FDR-AX100には5.1チャンネルサラウンドマイクが埋め込まれていて、もっと高い価格帯のプロ仕様カメラにしかないようなマニュアル設定も可能だ。例えば、風の音を削ったり、マイクが音を拾う方向を指定したり、カメラマンの声が録音されないようにすることさえも可能になっている。
補足:5.1チャンネルの録音はAVCHDでないとできない。XAVC-Sモードはステレオ録音になる。

もうひとつFDR-AX100の面白い機能として、wi-fiが埋め込まれていて動画をすぐにモバイルデバイスに送ってシェアすることができたり、モバイルデバイスをカメラのリモコンとして使うこともできるというものがある。動画をモバイルに転送するには、デュアルレコーディング機能を使ってフルサイズの動画と同時に別途ビットレートが低いmp4版も記録する設定にしておかなければならない。ソニーのPlayMemories MobileアプリはAndroidのiOSで無料ダウンロードできる。

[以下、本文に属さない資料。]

PR #813, opened 2022-06-03
fix(SPM-1457): enable up-to-date systems to be operated on

mkholjuraev:
Resolves  [SPM-1457](https://issues.redhat.com/browse/SPM-1457) by enabling up-to-date systems to be bulk selected. NoDataModal is displayed when an up-to-date system is chosen to be remediated. In case, more than one of those systems are passed to Remediation with remediatable systems, that modal does not show up.This is consistent with current Remediation application.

FDR-AX100は様々な観点から見ても完璧近いカメラだが、ほんの幾つか、減点したいところがある。
一つ目は、備え付きのホットシュー用のアダプターがないためフィールドモニターなどのパワードではない機材を付けるときに不便だというところ。二つ目は、メディアカードのスロットが一つしかないというところ。二つ目あればもっと長時間の撮影が可能になったりバックアップ用に同時に記録するということができない。そして最大の減点は、今回テストで解像度やフレームレートの設定を変更している際に何度かカメラ自体がフリーズしてしまったことだ。フリーズすると画面の上半分はぐちゃっとした状態になり、バッテリーを本体から一旦取り外さないと正常な状態には戻らなくなる。この様な問題は既にファームウェアのアップデートなどで解消されている可能性も十分あるが、一応書いておいた。

総評

SONY FDR-AX100は、一般消費者向けとプロ向けカメラの境目にあるカメラだが、両者にとって嬉しい存在だ。見た目と握り心地は一般消費者向けのカムコーダーと同じだが、スペックと動作はプロ仕様のものに近い。価格もお手頃で、小さく使い勝手も良い。センサーも大きく、素晴らしいレンズを装備していて、かなりのマニュアルコントロールができる。もし4Kの世界に飛び込みたいが、プロとして案件でも、消費者としてカジュアルにも使用できるカメラを探している人には是非FDR-AX100をお勧めしたい。